China News Service, November 13. According to the Greek "China-Greece Times" report, recently, the Labor Research Institute of the General Confederation of Greek Workers (INE/GSEE) said in a report released by it that the purchasing power of low-paid workers in Greece has declined. 40%, which has had a detrimental impact on their family's standard of living.

  The report, titled "Greece's Cost of Living Crisis," said the asymmetrical impact of high costs on the Greek population became apparent in the income bracket analysis.

Regarding monthly electricity and gas bills as a percentage of households' adjusted disposable income in the first half of 2022, the analysis noted that Greece's performance in terms of household burdens was the second-worst performance in the EU.

The wave of high costs of energy and commodities is having a major impact on the purchasing power of working people and their standard of living.

  It should be pointed out that since April this year, the purchasing power of the minimum wage in Greece has lost about 19%.

Given that the minimum wage in Greece is below reasonable standards, high costs have lowered the standard of living for working people and their families.

Because high costs do not affect low-income earners equally, some employed people are living in worse-than-expected conditions.

Another negative impact of declining purchasing power relates to the dynamics of consumption and growth.

  The asymmetric effect of high costs becomes especially apparent when the analysis shows the loss of purchasing power by income class.

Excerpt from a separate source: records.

PR #2135, opened 2023-11-10
All neighbourhoods on partners are shown, editing these is limited for neighbourhood admins

### LINKED ISSUE #2123: [Bug]: neighborhood_admin service area display inaccurate
## Description

only neighborhoods owned by a NA (nieghbourhood_admin)  can be seen by the NA.

If a partner or root user assigns a service area outside of this scope it displays the correct number of service areas to the NA but not the correct neighbourhood

root users view

image

NA view

image

Good news, the NA cannot remove the out of bounds neighbourhood.

## Steps to reproduce

1. What you did first
1. What you did next

## Platform (if relevant)

r-ferrier:
Fixes #2123 

## Description

What a bug! Neighbourhood admins used to see an incorrect list of service areas for partners - it would replace actual neighbourhoods with neighbourhoods owned only by the admin.

They can now see all of the neighbourhoods, but they cannot remove or modify neighbourhoods they do not admin for. They CAN add neighbourhoods they do not admin for, but only ones that are already owned by the partner, ie: no change. This does cause the validation to fail, preventing a partner save, but they can refresh the page and everything is fine. I will raise a separate ticket to fix this in a future iteration as it is annoying but does not actually break anything, and the likelihood that admins are going to be trying to add the same service area multiple times is really slim.

Partner admins and root users can still see and modify every service area.

This logic required a change to the input, but since the actual logic is handled in a new user method and the controller, testing is just based on these methods.

I've also done a tiny bit of refactoring on a form whose layout was hurting my eyes, and removed an unused method from the partners controller.

### DIFF
--- a/app/controllers/admin/partners_controller.rb
+++ b/app/controllers/admin/partners_controller.rb
@@ -6,7 +6,6 @@ module Admin
     before_action :set_partner, only: %i[show edit update destroy]
     before_action :set_tags, only: %i[new create edit]
     before_action :set_neighbourhoods, only: %i[new edit]
-    before_action :set_service_area_map_ids, only: %i[new edit]
 
     def index
       @partners = policy_scope(Partner).order({ updated_at: :desc }, :name).includes(:address)
@@ -54,7 +53,6 @@ module Admin
           format.html do
             flash.now[:danger] = 'Partner was not saved.'
             set_neighbourhoods
-            set_service_area_map_ids
             render :new, status: :unprocessable_entity
           end
           format.json { render json: @partner.errors, status: :unprocessable_entity }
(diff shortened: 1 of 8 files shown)


aaaaargZombies:
I started to document the strange behaviour - this is confusing but doesn't let them break the permissions. so I think raising a seperate ticket is probably the right thing, this does move us towards a better solution.

I'll atatch the screen recording I made so it can be linked to the issue

https://github.com/geeksforsocialchange/PlaceCal/assets/6824891/2a325b59-e33b-4f42-94d8-d34bb9f72d4e

aaaaargZombies (approved):
code looks fine, removing unused method good, refactor also good.

we are getting some very convoluted conditionals all over the shop but I don't think that's your fault, just the structure of the code.

As mentioned earlier I think that this works well on the happy path and breaks non-catastrophically if people take a wrong turn. 

A big improvement to before  when it was just always broken.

This is mainly reflected in rising prices for basic commodities such as energy and food, which, combined with very low incomes, has reduced the purchasing power of households earning less than €750 a month by up to 40%.

  In addition, according to the analysis of the Institute of Labor, the biggest challenges facing Greece's economic policy are: how to moderate inflation, how to distribute the cost of inflation fairly and how to avoid a recessionary impact on GDP, which in turn stimulates fiscal risks.